Obviously I do a lot of writing from bed, I wrote my great piece of work The Lemay Leveller from this bed, on this laptop. Countless blogs, articles, magazine features, and now a new Colchester newspaper have all emerged from this bedroom upstairs in an anonymous Victorian terrace. I sew. I quilt. Last week I went three days in a row, quilting for ten hours each day. I don’t always produce that much, I get tired too. I have two TV shows I watch, Murder She Wrote and M*A*S*H, I tend to get restless through any other TV, with a few exceptions. I have sketched out an idea for book number 2 which will actually be about coping with disability/chronic illness, but at the moment I am swamped with so many ongoing projects that I simply haven’t had the time to give to it. I hope that changes soon.
Facebook and twitter are godsends to us bedridden folk. It feels amazing when I accomplish something online because my 3D world is so limited. I have many dear friends who I communicate with daily which keeps me sane. Some even love me enough to come hang out with me in bed. I’m really blessed to be loved by some amazing people and they never cease to make me feel like I’m still included, but I won’t say there aren’t days where it feels like everyone else is living it up while I’m sitting here wasting away. I just have to try not to look at it in that way. Instead, be the necklace that comes out for the most special occasions, and be appreciated for who you are.

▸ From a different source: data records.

PR #170, opened 2026-04-30
fix: opencode detect alternative filenames

latekvo:
OpenCode supports:
- project-scope: `opencode.jsonc` and `opencode.json`; 
- global-scope: `config.json` (legacy/migrated), `opencode.json`, and `opencode.jsonc`

This PR adds support for these alternative filenames.
This PR also adds `jsonc` support.

image


filip131311 (approved):
looks legitt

I would like to do something to raise money for AVM research but clearly a marathon is out. Maybe a write-a-thon?
Being on permanent bed rest isn’t something that I think anyone would choose. The number of events that I see going on around me that I can’t attend is thoroughly depressing. If I was able bodied I’d probably never stop. But I’m not an all powerful god, I can’t cure myself. No one else can cure me either. I don’t really have a choice but to make the best of it, be as careful as I can, and also still try to live life to the fullest. It’s not easy but I hope that one day there will be a blue plaque outside this little Victorian terrace, which marks all of the creation that has happened within these four walls, and the life I have lived in it. So much life, so many stories, so many ideas lifted off the ground, all from this bed by this almost anonymous woman. If you are out there and also inside — I hope you have all you need. I have been on the other end of the spectrum and slept rough — this is infinitely better.